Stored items
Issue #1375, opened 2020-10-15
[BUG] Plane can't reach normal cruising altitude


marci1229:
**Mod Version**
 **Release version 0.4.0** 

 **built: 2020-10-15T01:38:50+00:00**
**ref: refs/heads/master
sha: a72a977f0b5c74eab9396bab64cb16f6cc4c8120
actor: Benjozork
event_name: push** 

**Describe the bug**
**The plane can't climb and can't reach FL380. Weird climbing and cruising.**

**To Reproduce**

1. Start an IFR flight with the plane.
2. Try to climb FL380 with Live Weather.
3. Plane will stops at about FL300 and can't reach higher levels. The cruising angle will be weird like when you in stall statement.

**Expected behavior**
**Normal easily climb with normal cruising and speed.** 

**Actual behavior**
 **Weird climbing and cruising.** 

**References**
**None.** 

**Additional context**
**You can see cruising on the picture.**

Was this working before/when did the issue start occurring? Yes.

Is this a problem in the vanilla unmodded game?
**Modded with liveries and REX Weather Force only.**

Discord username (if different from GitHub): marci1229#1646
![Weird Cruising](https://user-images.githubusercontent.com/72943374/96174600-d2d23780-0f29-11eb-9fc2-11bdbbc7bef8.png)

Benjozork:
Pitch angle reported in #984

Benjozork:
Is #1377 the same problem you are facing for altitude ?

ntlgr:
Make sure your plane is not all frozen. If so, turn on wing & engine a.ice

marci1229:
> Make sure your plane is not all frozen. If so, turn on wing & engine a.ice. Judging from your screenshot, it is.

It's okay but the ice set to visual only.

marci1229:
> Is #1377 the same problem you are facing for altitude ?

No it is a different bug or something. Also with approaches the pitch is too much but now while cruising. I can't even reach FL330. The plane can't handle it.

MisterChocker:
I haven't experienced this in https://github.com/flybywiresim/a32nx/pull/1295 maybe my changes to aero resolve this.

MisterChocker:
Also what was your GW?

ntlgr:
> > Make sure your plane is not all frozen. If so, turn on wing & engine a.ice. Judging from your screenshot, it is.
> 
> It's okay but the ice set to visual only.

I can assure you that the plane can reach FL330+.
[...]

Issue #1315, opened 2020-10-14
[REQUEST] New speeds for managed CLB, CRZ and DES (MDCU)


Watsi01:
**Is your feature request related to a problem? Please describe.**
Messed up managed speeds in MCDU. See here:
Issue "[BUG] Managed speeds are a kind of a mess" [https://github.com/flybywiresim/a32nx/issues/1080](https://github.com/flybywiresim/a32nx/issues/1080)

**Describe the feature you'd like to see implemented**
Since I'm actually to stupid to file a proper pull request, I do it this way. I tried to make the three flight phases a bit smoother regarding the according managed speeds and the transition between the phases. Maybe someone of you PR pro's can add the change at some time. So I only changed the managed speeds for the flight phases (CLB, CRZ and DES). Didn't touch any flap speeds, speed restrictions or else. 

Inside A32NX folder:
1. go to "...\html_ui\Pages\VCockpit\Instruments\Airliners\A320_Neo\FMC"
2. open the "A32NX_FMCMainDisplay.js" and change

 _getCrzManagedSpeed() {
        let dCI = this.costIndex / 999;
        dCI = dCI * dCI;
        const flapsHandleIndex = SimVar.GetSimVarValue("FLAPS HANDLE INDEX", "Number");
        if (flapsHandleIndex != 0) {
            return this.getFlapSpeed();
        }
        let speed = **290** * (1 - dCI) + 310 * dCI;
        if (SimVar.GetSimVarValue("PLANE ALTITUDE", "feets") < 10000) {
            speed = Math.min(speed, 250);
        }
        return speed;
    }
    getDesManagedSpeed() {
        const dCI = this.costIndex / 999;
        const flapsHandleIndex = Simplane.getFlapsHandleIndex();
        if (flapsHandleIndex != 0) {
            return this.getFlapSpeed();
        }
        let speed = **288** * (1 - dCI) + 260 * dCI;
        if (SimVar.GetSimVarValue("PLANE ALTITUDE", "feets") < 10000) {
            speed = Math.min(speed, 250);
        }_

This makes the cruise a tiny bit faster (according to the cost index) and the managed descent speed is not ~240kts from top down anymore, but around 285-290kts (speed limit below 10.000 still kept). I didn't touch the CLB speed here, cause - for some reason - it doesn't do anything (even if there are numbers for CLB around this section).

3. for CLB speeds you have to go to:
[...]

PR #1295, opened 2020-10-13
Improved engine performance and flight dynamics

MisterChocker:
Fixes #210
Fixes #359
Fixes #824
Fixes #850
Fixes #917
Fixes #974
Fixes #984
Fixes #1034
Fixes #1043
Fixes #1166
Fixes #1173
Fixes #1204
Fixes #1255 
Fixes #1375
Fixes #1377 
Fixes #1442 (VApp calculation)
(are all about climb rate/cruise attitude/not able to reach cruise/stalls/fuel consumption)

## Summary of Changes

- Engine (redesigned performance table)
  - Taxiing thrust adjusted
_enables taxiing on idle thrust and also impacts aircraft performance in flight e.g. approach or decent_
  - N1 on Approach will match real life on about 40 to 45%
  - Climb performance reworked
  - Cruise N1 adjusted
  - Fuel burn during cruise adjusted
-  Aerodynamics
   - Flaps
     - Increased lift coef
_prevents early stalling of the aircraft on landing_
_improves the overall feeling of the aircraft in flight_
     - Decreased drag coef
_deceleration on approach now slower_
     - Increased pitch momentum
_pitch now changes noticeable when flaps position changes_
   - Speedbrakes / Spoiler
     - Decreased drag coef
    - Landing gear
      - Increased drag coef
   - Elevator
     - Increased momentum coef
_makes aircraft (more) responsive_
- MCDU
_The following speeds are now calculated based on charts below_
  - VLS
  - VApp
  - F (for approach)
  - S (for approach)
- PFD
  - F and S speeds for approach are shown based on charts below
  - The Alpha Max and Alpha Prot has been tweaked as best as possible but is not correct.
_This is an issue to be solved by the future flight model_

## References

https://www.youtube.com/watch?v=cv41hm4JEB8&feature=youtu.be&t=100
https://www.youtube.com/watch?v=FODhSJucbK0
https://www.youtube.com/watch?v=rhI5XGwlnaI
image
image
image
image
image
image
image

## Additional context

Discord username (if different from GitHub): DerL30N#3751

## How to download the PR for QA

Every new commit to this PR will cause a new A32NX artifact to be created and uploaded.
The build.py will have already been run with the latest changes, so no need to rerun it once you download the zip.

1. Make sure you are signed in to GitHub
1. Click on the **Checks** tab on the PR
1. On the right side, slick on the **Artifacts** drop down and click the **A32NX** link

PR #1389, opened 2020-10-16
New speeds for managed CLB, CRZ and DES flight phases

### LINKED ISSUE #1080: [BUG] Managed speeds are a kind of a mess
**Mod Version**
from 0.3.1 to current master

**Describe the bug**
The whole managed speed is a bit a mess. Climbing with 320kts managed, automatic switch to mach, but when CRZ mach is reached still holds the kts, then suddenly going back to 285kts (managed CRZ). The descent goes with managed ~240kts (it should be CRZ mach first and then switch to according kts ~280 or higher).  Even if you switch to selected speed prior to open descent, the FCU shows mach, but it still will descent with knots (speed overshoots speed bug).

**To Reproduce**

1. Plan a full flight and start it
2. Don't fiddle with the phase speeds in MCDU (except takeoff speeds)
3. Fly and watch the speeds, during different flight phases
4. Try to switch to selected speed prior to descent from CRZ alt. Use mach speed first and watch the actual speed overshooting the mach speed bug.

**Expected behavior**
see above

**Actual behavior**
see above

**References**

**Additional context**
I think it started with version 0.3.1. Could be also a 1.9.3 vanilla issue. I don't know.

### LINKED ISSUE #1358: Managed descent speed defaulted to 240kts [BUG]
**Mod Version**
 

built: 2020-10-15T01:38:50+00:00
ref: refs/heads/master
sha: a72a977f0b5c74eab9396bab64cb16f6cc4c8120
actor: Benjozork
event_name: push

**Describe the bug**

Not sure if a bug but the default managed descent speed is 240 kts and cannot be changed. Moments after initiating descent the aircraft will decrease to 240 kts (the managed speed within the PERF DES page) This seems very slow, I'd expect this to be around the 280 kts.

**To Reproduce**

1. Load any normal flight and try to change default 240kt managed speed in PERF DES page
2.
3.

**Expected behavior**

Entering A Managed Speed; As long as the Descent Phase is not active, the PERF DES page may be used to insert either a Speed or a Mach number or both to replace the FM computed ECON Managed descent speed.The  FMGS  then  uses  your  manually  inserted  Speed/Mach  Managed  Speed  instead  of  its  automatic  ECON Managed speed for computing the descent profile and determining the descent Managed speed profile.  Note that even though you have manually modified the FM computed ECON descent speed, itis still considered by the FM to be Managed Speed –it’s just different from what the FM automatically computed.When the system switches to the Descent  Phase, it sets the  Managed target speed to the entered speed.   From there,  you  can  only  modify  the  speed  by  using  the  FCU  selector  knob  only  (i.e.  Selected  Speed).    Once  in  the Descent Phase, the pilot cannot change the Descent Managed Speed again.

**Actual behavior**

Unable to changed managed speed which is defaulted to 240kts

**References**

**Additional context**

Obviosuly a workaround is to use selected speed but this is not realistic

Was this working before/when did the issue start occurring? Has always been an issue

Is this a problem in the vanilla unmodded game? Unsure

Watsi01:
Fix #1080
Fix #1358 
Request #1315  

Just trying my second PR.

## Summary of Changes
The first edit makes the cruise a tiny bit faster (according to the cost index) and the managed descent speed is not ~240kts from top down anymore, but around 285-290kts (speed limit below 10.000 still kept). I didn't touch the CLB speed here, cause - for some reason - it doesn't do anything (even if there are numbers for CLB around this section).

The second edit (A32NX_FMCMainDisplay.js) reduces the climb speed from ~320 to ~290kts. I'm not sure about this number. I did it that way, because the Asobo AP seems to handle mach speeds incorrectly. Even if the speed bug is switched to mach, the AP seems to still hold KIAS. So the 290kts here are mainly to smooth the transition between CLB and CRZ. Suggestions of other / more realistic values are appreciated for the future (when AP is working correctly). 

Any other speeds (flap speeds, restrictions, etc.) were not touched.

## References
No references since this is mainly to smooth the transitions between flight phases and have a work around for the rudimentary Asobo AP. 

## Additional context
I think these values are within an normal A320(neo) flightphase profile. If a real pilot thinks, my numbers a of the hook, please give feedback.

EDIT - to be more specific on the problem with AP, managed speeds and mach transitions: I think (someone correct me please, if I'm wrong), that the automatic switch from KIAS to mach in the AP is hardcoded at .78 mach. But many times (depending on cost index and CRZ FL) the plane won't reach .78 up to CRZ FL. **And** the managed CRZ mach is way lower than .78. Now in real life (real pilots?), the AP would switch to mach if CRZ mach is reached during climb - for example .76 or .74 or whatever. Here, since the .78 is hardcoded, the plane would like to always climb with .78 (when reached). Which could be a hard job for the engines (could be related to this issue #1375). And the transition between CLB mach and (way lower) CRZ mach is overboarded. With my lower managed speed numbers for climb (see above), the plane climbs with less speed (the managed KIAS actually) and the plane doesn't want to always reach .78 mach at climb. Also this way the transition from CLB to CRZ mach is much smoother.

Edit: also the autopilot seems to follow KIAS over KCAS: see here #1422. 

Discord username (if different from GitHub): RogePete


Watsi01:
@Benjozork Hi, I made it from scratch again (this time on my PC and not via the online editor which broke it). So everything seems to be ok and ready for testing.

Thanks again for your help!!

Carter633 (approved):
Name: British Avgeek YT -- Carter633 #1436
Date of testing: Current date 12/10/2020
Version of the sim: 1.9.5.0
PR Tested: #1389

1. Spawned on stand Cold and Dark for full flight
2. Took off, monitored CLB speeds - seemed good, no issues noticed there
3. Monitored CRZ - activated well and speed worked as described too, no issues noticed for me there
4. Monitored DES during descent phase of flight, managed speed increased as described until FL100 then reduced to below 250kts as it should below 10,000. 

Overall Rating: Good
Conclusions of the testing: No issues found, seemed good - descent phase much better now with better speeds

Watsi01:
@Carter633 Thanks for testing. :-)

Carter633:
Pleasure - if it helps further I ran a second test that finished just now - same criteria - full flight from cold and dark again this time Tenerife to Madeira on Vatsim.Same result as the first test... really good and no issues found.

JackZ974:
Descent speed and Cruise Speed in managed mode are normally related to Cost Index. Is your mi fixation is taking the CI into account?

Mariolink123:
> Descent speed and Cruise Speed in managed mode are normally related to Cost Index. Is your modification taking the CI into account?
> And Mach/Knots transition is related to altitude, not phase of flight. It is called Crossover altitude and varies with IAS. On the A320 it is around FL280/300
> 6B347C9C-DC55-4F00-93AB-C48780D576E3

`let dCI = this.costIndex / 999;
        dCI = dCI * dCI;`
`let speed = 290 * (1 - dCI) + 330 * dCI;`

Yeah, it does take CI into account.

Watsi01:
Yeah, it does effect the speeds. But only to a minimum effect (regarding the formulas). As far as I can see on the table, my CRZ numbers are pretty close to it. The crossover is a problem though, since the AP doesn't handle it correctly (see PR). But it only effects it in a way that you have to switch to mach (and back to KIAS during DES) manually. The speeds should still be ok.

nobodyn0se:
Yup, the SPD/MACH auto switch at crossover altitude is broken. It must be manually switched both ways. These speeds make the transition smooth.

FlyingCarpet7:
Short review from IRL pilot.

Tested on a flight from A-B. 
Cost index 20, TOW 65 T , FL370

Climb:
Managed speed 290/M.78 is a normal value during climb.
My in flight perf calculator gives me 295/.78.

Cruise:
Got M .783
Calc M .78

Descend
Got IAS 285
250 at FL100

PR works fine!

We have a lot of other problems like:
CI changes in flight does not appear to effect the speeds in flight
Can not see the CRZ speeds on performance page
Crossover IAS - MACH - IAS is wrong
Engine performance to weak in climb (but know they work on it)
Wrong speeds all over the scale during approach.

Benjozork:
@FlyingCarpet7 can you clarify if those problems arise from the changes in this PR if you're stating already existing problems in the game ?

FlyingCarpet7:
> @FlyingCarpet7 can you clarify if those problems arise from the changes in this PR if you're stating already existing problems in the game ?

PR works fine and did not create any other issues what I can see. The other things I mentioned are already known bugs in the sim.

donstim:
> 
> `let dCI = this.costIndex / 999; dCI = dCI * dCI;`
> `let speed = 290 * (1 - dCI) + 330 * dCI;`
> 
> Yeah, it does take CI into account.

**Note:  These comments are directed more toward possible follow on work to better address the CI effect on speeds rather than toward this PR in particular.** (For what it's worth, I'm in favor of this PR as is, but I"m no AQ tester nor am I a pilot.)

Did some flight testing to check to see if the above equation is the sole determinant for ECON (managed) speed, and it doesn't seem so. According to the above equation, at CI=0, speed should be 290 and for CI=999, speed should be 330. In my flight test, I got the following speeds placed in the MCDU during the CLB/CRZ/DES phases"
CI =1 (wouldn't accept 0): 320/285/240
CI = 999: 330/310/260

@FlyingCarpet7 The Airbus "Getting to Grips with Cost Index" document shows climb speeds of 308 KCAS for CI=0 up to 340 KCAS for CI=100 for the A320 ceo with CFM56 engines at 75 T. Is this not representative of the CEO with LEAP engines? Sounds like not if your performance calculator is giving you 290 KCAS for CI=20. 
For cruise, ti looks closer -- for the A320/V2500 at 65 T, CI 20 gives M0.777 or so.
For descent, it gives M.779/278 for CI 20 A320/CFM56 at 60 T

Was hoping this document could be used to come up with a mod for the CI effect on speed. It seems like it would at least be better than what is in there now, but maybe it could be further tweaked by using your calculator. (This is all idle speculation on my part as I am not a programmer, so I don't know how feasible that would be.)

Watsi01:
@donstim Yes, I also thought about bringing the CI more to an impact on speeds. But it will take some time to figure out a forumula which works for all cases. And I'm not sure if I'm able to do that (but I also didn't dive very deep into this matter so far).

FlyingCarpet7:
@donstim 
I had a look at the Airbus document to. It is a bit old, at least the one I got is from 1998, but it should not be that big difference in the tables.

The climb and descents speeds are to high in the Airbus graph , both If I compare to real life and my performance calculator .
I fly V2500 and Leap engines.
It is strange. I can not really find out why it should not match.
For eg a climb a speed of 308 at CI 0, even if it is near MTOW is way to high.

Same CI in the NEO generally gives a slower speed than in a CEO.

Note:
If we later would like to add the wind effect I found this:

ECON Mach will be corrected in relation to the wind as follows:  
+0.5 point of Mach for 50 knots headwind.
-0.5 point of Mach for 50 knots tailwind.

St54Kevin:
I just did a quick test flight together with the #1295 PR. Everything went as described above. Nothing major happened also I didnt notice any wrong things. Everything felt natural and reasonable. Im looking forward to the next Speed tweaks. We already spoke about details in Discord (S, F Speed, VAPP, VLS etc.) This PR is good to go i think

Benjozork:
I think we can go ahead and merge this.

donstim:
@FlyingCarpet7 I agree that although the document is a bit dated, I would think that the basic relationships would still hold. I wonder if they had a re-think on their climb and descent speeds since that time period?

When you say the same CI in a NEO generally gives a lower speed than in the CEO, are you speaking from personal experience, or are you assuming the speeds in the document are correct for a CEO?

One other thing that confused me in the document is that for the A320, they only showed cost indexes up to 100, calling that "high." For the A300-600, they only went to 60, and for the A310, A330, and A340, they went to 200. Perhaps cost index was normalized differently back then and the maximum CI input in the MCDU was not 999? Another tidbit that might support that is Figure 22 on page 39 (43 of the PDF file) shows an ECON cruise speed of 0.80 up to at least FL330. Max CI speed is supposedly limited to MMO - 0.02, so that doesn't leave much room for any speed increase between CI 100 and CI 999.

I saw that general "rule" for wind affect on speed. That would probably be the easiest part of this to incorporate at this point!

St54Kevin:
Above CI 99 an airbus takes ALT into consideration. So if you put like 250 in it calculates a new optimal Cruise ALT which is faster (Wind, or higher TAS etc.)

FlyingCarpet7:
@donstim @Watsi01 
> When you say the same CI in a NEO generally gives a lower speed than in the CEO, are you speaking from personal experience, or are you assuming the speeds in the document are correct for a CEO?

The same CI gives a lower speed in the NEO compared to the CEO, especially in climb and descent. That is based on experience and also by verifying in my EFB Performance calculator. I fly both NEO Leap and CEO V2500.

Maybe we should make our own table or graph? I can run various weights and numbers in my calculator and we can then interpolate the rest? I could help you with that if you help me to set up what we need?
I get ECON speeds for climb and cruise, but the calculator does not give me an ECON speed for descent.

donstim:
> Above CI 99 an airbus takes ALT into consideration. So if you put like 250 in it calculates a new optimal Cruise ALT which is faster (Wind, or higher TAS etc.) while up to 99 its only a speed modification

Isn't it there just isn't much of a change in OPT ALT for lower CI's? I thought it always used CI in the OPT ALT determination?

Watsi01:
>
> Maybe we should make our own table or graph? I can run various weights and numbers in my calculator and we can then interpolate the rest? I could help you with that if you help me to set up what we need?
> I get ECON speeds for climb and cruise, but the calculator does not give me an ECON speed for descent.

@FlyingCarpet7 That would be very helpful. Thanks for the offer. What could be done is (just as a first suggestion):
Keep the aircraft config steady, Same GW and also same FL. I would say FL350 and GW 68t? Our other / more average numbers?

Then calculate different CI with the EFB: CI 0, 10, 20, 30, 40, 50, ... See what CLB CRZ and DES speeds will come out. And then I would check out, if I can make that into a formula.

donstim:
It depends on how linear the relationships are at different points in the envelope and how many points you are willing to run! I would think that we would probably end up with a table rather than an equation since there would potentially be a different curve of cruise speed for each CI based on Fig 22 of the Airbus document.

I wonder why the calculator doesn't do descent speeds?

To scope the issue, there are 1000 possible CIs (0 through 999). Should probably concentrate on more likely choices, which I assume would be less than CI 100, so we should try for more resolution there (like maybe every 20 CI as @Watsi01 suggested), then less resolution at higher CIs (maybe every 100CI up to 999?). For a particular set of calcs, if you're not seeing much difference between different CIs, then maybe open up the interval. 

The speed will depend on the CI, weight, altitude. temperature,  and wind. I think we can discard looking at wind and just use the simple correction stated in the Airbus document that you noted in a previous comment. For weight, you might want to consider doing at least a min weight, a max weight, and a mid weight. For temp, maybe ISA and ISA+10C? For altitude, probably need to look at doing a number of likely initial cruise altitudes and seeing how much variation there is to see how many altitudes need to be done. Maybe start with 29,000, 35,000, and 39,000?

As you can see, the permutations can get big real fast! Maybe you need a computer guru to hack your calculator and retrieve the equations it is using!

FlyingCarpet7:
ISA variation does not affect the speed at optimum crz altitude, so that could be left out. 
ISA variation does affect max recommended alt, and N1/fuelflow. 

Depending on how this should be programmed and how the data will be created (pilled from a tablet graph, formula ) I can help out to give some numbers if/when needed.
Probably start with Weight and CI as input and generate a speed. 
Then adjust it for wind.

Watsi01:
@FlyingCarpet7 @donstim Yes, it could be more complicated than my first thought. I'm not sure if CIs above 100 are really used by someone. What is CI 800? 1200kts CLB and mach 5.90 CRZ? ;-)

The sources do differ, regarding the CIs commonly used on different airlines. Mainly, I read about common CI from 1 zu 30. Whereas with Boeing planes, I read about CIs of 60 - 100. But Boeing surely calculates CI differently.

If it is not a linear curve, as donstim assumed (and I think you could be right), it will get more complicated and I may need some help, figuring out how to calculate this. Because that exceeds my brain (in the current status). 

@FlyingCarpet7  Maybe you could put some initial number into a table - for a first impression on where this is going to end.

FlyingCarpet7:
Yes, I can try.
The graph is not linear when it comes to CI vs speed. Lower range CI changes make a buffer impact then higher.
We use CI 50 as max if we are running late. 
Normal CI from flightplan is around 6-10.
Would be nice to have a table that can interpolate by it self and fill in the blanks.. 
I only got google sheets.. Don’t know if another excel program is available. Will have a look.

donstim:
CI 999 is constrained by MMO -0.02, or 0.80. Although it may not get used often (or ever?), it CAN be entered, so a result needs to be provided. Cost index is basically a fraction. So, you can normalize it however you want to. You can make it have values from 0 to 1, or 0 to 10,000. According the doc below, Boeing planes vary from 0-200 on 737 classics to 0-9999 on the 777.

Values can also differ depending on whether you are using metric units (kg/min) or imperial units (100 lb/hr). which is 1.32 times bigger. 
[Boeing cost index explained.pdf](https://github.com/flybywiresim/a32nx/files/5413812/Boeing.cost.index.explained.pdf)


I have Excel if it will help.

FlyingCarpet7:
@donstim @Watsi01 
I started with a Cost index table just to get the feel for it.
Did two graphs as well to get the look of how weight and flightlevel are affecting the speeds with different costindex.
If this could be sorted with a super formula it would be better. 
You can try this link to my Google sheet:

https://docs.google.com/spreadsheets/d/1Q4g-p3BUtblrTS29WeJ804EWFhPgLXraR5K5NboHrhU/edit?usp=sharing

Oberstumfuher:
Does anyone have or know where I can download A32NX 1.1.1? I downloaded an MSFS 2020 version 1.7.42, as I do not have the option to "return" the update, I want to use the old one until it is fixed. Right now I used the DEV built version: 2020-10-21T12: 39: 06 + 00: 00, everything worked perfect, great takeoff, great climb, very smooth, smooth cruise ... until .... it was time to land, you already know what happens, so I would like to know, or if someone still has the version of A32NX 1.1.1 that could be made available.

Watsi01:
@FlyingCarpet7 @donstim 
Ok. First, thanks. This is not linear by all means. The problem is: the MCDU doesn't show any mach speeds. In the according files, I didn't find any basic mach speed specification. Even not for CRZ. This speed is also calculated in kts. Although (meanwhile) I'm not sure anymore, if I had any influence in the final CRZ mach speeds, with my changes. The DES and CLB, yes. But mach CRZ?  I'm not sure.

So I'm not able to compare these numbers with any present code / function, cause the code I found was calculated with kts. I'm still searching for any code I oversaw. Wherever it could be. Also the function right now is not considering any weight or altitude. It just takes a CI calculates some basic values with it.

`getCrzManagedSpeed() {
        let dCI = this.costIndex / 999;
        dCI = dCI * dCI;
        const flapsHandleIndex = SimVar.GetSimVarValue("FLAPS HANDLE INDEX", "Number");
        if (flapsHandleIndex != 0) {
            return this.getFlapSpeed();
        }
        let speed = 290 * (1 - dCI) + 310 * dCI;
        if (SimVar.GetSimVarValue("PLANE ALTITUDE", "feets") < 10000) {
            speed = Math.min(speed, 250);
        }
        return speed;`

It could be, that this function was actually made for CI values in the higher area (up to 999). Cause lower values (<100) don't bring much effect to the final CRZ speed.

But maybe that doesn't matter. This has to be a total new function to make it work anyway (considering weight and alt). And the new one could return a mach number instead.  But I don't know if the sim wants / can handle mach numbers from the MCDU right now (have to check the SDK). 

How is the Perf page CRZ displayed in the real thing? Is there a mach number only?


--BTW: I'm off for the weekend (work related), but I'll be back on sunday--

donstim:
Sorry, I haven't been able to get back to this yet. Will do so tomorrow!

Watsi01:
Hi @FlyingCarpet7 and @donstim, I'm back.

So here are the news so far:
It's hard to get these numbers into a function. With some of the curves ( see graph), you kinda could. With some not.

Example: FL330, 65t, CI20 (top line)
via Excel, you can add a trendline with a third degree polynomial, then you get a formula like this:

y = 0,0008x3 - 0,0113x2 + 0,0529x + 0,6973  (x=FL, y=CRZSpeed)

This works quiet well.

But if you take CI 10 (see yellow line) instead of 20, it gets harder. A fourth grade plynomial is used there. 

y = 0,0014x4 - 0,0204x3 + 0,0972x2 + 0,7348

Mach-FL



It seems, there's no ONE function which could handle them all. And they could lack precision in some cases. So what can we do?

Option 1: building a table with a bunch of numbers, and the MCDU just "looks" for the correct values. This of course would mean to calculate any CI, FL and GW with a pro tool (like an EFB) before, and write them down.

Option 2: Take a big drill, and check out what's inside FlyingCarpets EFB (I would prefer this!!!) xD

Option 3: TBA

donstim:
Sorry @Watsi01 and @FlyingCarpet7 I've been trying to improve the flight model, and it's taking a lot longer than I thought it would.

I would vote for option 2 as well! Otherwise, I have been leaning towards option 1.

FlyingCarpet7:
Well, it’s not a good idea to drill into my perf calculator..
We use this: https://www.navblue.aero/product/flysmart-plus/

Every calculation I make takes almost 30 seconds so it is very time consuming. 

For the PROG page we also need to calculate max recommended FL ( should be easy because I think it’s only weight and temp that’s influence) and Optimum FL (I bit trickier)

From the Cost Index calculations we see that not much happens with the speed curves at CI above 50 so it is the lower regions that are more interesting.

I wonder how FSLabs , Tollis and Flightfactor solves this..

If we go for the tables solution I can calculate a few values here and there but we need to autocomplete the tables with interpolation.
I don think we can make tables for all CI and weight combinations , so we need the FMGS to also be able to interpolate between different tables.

**EXERCISE REQUIREMENTS:** Exactly as written, copy the lines from the one containing "From the Cost" to the end of the entries, both ends included.

**WRITTEN RESPONSE:**
From the Cost Index calculations we see that not much happens with the speed curves at CI above 50 so it is the lower regions that are more interesting.

I wonder how FSLabs , Tollis and Flightfactor solves this..

If we go for the tables solution I can calculate a few values here and there but we need to autocomplete the tables with interpolation.
I don think we can make tables for all CI and weight combinations , so we need the FMGS to also be able to interpolate between different tables.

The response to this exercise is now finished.